Ion Conductor Design for All-Solid-State Lithium Batteries and Alkaline Fuel Cells

Climate change, driven by the burning of fossil fuels, remains one of the greatest global challenges. To reduce emissions while maintaining modern living standards, a rapid transition to renewable energy is essential. However, this shift is constrained by limitations in current energy storage technologies. The intermittency of renewable sources, growing electrification of transportation, and widespread use of electronic devices underscore the urgent need for next-generation electrochemical systems, such as lithium-ion batteries (LIBs) and fuel cells. In conventional LIBs, carbonate-based liquid electrolytes pose safety risks due to their flammability and volatility.

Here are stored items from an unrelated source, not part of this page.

Issue #93, opened 2019-01-31
Request to add functionality: V5 LLEMU "Center Text" Class Function


onthegrid007:
#### Desired Feature:
Class Function to center LCD text

#### System information:
Operating System: Windows 10

PROS Version: pros, version 3.1.2

#### Additional Information
As of now, I am using spaces to center text.

Jerrylum:
How about make a `pros::lcd::set_text_align()` feature?

```cpp
typedef enum lcd_text_align_e {
	E_LCD_TEXT_ALIGN_LEFT = 0,
	E_LCD_TEXT_ALIGN_CENTER = 1,
	E_LCD_TEXT_ALIGN_RIGHT = 2
} lcd_text_align_e_t;

#define ALIGN_LEFT E_LCD_TEXT_ALIGN_LEFT 
#define ALIGN_CENTER E_LCD_TEXT_ALIGN_CENTER
#define ALIGN_RIGHT E_LCD_TEXT_ALIGN_RIGHT 

void set_text_align(std::int16_t line, lcd_text_align_e_t align);
```

Use example:
```cpp
pros::lcd::print(0, "Title");
pros::lcd::set_text_align(0, ALIGN_CENTER);
```

PR #144, opened 2019-05-14
⬆️ Upgrade LVGL to 5.3

### LINKED ISSUE #92: Upgrade to LVGL 5.3
#### Expected Behavior:

LVGL is the latest version.

#### Actual Behavior:

LVGL is not the latest version.

#### Steps to reproduce:

Try using 5.2 and 5.3 features (LVGL docs have all been updated to 5.3-specific info) with PROS 😃 

#### System information:
Platform: V5 
PROS Kernel Version: any 

#### Additional Information

This was previously blocked on waiting for a full version of 5.2 to be released, which it [now has been](https://github.com/littlevgl/lvgl/releases/tag/v5.2)

Also apparently 5.3 has been released since the creation of this issue, so we'll just skip 5.2 entirely

#### Screenshots/Output Dumps/Stack Traces
N/A

HotelCalifornia:
#### Summary:
Upgrades LVGL to 5.3 release

#### Motivation:
everyone reeeealllly wants this

##### References (optional):
Should unblock #110 and by extension #93
Closes #92 

#### Test Plan:
- [x] let people play with it i guess


HotelCalifornia:
everything compiles right now, but important things (namely LLEMU) appear to be broken.

HotelCalifornia:
example of breakage:

2019-03-28-151855_480x272_pros_capture

HotelCalifornia:
attached is a kernel template built on commit bd6bb46 for anyone who's interested in helping debug (e.g. @Jerrylum)
[kernel@3.1.7-commit.13.bd6bb46.zip](https://github.com/purduesigbots/pros/files/3177340/kernel%403.1.7-commit.13.bd6bb46.zip)

Jerrylum:
Thank you @HotelCalifornia .

Before:
before3 1 7

After:
after3 1 7

There is a big difference after I updated to 3.1.7@develop about the text. I want to know why. Is the default font changed?

HotelCalifornia:
Ah, yes. One of the things we get in this upgrade is support for monospaced fonts, which I believe I set as the default. You should be able to switch back to the old (not monospaced) font with a call to `lv_set_font` or whatever it is (can't remember off the top of my head)

HotelCalifornia:
the symbol should be `lv_font_dejavu_20` (changing the number for the size you'd like. Monosapced fonts can be used with `pros_font_dejavu_mono_20` and friends.

Jerrylum:
OIC

https://github.com/purduesigbots/pros/blob/feature/upgrade-lvgl/include/display/lv_conf.h#L135

Jerrylum:
image

I fixed the problem but I was using `pros_dejavu`. What's happening?

HotelCalifornia:
per @edjubuh:

>For sake of backwards compatibility, I think the monospace should be turned on by default only when you initialize LLEMU

That's a good point. What I'll probably end up doing is just keeping the default font the same as it is, and changing LLEMU styles to explicitly use the monospaced version

Jerrylum:
You can solve the problem by adding a delay at the first line of initialize function.
image
According Lines 43 - 45 in main.c file:
https://github.com/purduesigbots/pros/blob/develop/src/system/main.c#L43-L45
It is because the user 'initialize' function run before the LVGL init and cause the problem. LVGL will display a empty screen (no object) in init function, and it is gray. This keep working in the old version and I don't know why it is malfunction now.

I think we should be initializing LVGL before the system daemon and the problem should be resolved.

HotelCalifornia:
Thanks for the investigation, I'll give it a try at some point in the next few days or so.

You're right that we should probably be initializing LVGL before running the competition tasks... I'm not entirely sure why it was working before but it seems to have been a fluke.

HotelCalifornia:
@Jerrylum thanks again for the help, changing the order of initialization does seem to have fixed it

2019-05-31-132534_480x272_pros_capture

HotelCalifornia:
incidentally, now that we actually have a monospace font, we can finally impose a hard limit on the number of characters that can be printed on the LLEMU screen (33). this also means that we can get rid of the call to `vasprintf` (lol).

before:
2019-05-31-133123_480x272_pros_capture

after:
2019-05-31-133457_480x272_pros_capture

HotelCalifornia:
I'm attaching a copy of the kernel from this PR (as of 890739f) so people can play around with it and tell me what's broken

[kernel@3.1.7-pr144.629.zip](https://github.com/purduesigbots/pros/files/3239736/kernel%403.1.7-pr144.629.zip)

HotelCalifornia:
well this is... uh... progress?

```cpp
lv_obj_t* canvas;
static void* canvas_buf;
void initialize() {
	canvas = lv_canvas_create(lv_scr_act(), NULL);
	canvas_buf = malloc((lv_img_color_format_get_px_size(LV_IMG_CF_TRUE_COLOR) * 480 * 240)/ 8);
	lv_canvas_set_buffer(canvas, canvas_buf, 480, 240, LV_IMG_CF_TRUE_COLOR);
	lv_canvas_draw_circle(canvas, 240, 120, 60, lv_color_t{{0xFF,0xFF,0x00}}); // yellow
}
```

2019-05-31-140044_480x272_pros_capture

SpencerJ21:
I tested my screenlib on this, pretty much everything was the same.
The only exception is with text, which is printing slightly differently.

The text is printing a single 5x7 character on a 10x10 obj. If I remove everything except for aligning the label to the center of the cube, I get this branch printing 4 pixels right of the existing kernel. 
Of course, it is possible this is a change with how aligning works or something with lvgl itself, I'll have to investigate more.

Existing kernel
Existing kernel

This branch
This branch

HotelCalifornia:
>The only exception is with text, which is printing slightly differently.

What font were you using?

SpencerJ21:
[This one here](https://github.com/SpencerJ21/screenlib/blob/master/src/screen/smallFont.c)
If you’re planning on testing with it, know it only has the characters for numbers.

HotelCalifornia:
Hm ok yeah. I'm pretty sure there were some changes made to the way that fonts are rendered (judging by the addition of support for monospace fonts). I wonder what would happen if you explicitly configured that font as such? See https://github.com/purduesigbots/pros/blob/890739f29170fb5591bb6ee57ea01860cd70d13f/src/display/lv_fonts/pros_font_dejavu_mono_10.c#L5380

theol0403:
First thing I noticed when I upgraded - my splashscreen image broke. Probably because the image was generated using the old convertor.

Before:
2019-05-31-225035_480x272_pros_capture
2019-05-31-225127_480x272_pros_capture
After:
2019-05-31-225931_480x272_pros_capture
2019-05-31-225949_480x272_pros_capture

Not much changed, it looks good. The only difference I noticed was under the angler page, in the button matrix on the left, the bottom button was expanded to fill the container. Most likely a bug fix.

I will get the image working, but apart from that the upgrade looks successful.

HotelCalifornia:
Hmmm... The image thing alone might warrant bumping to 3.2.0

theol0403:
I managed to get the image to work. However, it seems only `True Color with Alpha` gave me the results I needed, and it was a massive download.
`Raw` gave a "no data" error, and all the chroma-keyed ones had transparency problems.
Probably not a bug though, but it might be a good idea to suggest the best format in the docs.

theol0403:
Working splashscreen with transparency.
2019-05-31-232029_480x272_pros_capture

I don't think I have anything else to test, aside from upgrading the image format, everything else worked properly.

@HotelCalifornia do you want me to try to use the canvas?

HotelCalifornia:
I was also getting the "no data" thing when setting raw color format on a canvas. I think I saw something about needing a custom decoder for that.

That said, I had some ok results when using the indexed 8-bit format-- did you try that? Also I think @Jerrylum had some success with writing a bmp decoder that used 32-bit RGBA (which may actually be the same thing now I think about it)

theol0403:
I did not try any indexed formats, but does it provide the transparency I need? My image is white, and the container background is orange, which is why the transparency is needed.

When I have time I will test the reading from SD card. Last time I tried I couldn't get it to work (it just gave `no data` no matter the path), and I needed to be able to compile LVGL on my own to enable the debugging options.

I know you have thought about it already, but I really think it is a good idea to provide LVGL as a template, which people can build on their own, and people can uninstall it and opt to install another template which contains the vexos screen wrappers.

HotelCalifornia:
>I did not try any indexed formats, but does it provide the transparency I need? My image is white, and the container background is orange, which is why the transparency is needed.

Ah, ok. Assuming that the 8-bit indexed format is actually RGBA, then yes, the "A" refers to an alpha (read: transparency) channel.

>I know you have thought about it already, but I really think it is a good idea to provide LVGL as a template, which people can build on their own, and people can uninstall it and opt to install another template which contains the vexos screen wrappers.

Yeah I have thought about it. There are a couple problems:
- it's arguably better to have LVGL compiled in with the kernel:
  - so that it has a bit lower-level access (kernel heap, etc)
  - and requires basically zero configuration on the part of the user
- at this point removing LVGL from the kernel would be a really big breaking change

I suppose I could build a copy of the kernel with LVGL debugging turned on, if you think that would help

Jerrylum:
I tested the LVGL Canvas feature and made a BMP image display function.
The function can display RGB (24 bit) .bmp and RGBA (32 bit) .bmp file.

This is the code:
https://gist.github.com/Jerrylum/5d4f3168a596dfbcd87e8d5f81236fcc

The result:
2019-06-01-145200_480x272_pros_capture
Showing "pros-icon-rgba.bmp", the picture is bigger then the screen

The image I used in the code:
- pros-icon.bmp (with white background, R8:G8:B8)
- pros-icon-rgba.bmp (with transparent background, A8:R8:G8:B8)

Size: 280px X 280px

Download:
[images.zip](https://github.com/purduesigbots/pros/files/3243506/images.zip)

Tools to made image: Pixelformer

include/api.h
```diff
@@ -41,8 +41,8 @@
 
 #define PROS_VERSION_MAJOR 3
 #define PROS_VERSION_MINOR 1
-#define PROS_VERSION_PATCH 6
-#define PROS_VERSION_STRING "3.1.6"
+#define PROS_VERSION_PATCH 7
+#define PROS_VERSION_STRING "3.1.7-dirty.17.1598f4d"
```
baylessj: I'm assuming this isn't intentional, right?

version
```diff
@@ -1 +1 @@
-3.1.6
+3.1.7-dirty.17.1598f4d
```
baylessj: same here

src/system/startup.c
```diff
@@ -40,10 +40,10 @@ __attribute__((constructor(101))) static void pros_init(void) {
 
 	vdml_initialize();
 
-	system_daemon_initialize();
-
 	display_initialize();
 
+	system_daemon_initialize();
```
baylessj: Can you link to this issue or throw an explanation comment here for the re-ordering?

HotelCalifornia: explained in this very PR! 😀 

https://github.com/purduesigbots/pros/pull/144/files/e5783e32cc447bd0542e5e27baa3376e90c87234#issuecomment-496901942

HotelCalifornia: explained in this very PR! 😁 

https://github.com/purduesigbots/pros/pull/144/#issuecomment-496901942

baylessj: Right, sorry for not being more clear. I'm thinking it would be a good idea to put this as a comment in the code itself to signal to any future devs that they shouldn't reorder this particular section without a lot of testing

PR #147, opened 2019-06-24
🤫 Suppress ignored qualifiers when including lvgl

Octogonapus:
#### Summary:
This PR pushes `ignored "-Wignored-qualifiers"` when including the LVGL headers.

#### Motivation:
The LVGL headers cause a lot of noise via compiler warnings. This PR silences those warnings.

#### Test Plan:
- [x] Compile and verify no warnings are generated by LVGL headers


HotelCalifornia:
I'd like to see where we're at after #144 lands

PR #573, opened 2024-02-15
Bump: JavaScript 7.93.0

lucas-zimerman:
This PR Bumps Sentry JavaScript to version 7.93
There are internal break changes that required some code change but it shouldn't have any impact on the user side.
Before approval, this PR depends on #572 to fix the rewriteframes tests.


CHANGELOG.md
```diff
@@ -11,6 +19,9 @@
 - Bump Cocoa SDK from v8.8.0 to v8.18.0 ([#526](https://github.com/getsentry/sentry-capacitor/pull/526))
   - [changelog](https://github.com/getsentry/sentry-cocoa/blob/main/CHANGELOG.md#8180)
   - [diff](https://github.com/getsentry/sentry-cocoa/compare/8.8.0...8.18.0)
+- Bump JavaScript SDK from v7.81.1 to v7.93.0 ([#529](https://github.com/getsentry/sentry-capacitor/pull/529))
+  - [changelog](https://github.com/getsentry/sentry-javascript/blob/develop/CHANGELOG.md#7930)
+  - [diff](https://github.com/getsentry/sentry-javascript/compare/7.81.1...7.93.0)
```
krystofwoldrich, line 24:
```suggestion
```

scripts/update-javascript.sh
krystofwoldrich, line 1: GH says empty file, should we remove it, is it used somewhere?

src/integrations/eventorigin.ts
```diff
@@ -15,8 +15,8 @@ export class EventOrigin implements Integration {
   /**
    * @inheritDoc
    */
-  public setupOnce(addGlobalEventProcessor: (e: EventProcessor) => void): void {
-    addGlobalEventProcessor(event => {
```
krystofwoldrich, line 19: Just note, the callback is still `addGlobvalEventProcessor`. 

https://github.com/getsentry/sentry-javascript/blob/a7097d9ba2a74b2cb323da0ef22988a383782ffb/packages/core/src/integration.ts#L134

test/testutils.ts
krystofwoldrich, line 1: This file is not used anywhere.

test/tracing/utils.ts
krystofwoldrich, line 1: This file is not used.

scripts/update-javascript.sh
lucas-zimerman: there were 0 lines changed, not that it's empty.
I'll see if I can clear it on the next commit

scripts/update-javascript.sh
```diff
@@ -9,3 +9,4 @@ packages=('@sentry/browser' '@sentry/core' '@sentry/integrations' '@sentry/types
 packages+=('@sentry/hub' '@sentry/tracing')
 packages+=('@sentry-internal/eslint-config-sdk' '@sentry-internal/eslint-plugin-sdk' '@sentry-internal/typescript')
 . $(dirname "$0")/update-package-json.sh
+
```
lucas-zimerman, line 12:
```suggestion
```

src/integrations/eventorigin.ts
lucas-zimerman: Would you rather rollback this change and add the deprecated mark?

CHANGELOG.md
krystofwoldrich: This entry changes the 0.15.1 changelog, we should remove it, and only keep the changes in the unreleased.

scripts/update-javascript.sh
krystofwoldrich: I see the file permissions changed, was that intentional?

src/integrations/eventorigin.ts
krystofwoldrich: I would rather rollback in this case because the global in the name is more accurate, I believe the lint won't complain here, as the callback in not imported like in the other integrations.

krystofwoldrich (approved):
LGTM 🚀 

I have only one nit about the `eventorigin` integration callback name, I'll leave that up to you.

PR #584, opened 2024-02-28
fix: disable native sdk if DSN is not provided

Floppy012:
When no DSN is provided, the `initNativeSdk` function returns before the `enableNative` option is set. Effectively rendering the option useless.

This causes, the native sdk to still perform the checks of whether the native client is available and if that is not the case, then throws the `NativeClientError`.

A simple reproduction example would be:

```typescript
Sentry.init({
  dsn: undefined,
  enableNative: false,
});

setUser(null);
```

the `setUser` call will throw the NativeClientError.

I chose to set `enableNative` to false regardless of the provided option since the warning message that gets logged when the DSN is not provided states "... Native SDK will also not be initialized.", which should be enough of a hint that the native sdk will not function regardless of the provided `enableNative` unless a DSN is provided.

### DIFF
--- a/CHANGELOG.md
+++ b/CHANGELOG.md
@@ -1,5 +1,11 @@
 # Changelog
 
+## Unreleased
+
+### Fixes
+
+- Native integration would not properly disable when no DSN was provided ([#584](https://github.com/getsentry/sentry-capacitor/pull/584))
+
 ## 0.16.0
 
 ### Features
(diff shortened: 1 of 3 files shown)


lucas-zimerman (approved):
Thank you for the PR!
We'll just finish releasing a new version and then we'll merge this PR

Floppy012:
Rebased & Fixed conflicts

Solid-state electrolytes offer improved thermal stability but often suffer from low ionic conductivity at room temperature. To address this, a novel electrolyte composed of a tetrathiafulvalene-tetracyanoquinodimethane (TTF-TCNQ) charge-transfer (CT) complex and lithium bis(trifluoromethylsulfonylimide) (LiTFSI) was developed. The system demonstrates fast ion transport facilitated by trace water, which promotes salt dissociation, and thermal annealing, which enhances interfacial interactions. A composition with a 1-1-2-0.45 molar ratio of TTF-TCNQ-LiTFSI-H2O achieves an ionic conductivity of 2 × 10?³ S/cm at 25 °C. To evaluate the broader applicability of CT complexes, TTF-TCNQ was integrated into various polymer matrices and salts. Across all systems, ionic conductivity increased markedly. In addition to batteries, this work explores new anion exchange membranes (AEMs) for intermediate-temperature fuel cells. A novel synthetic approach using Friedel–Crafts hydroxyalkylation yields block copolymer membranes with microphase-separated morphology and strong alkaline stability. These membranes show high conductivity (67 mS/cm at 80 °C) and retain structural integrity after prolonged alkaline exposure.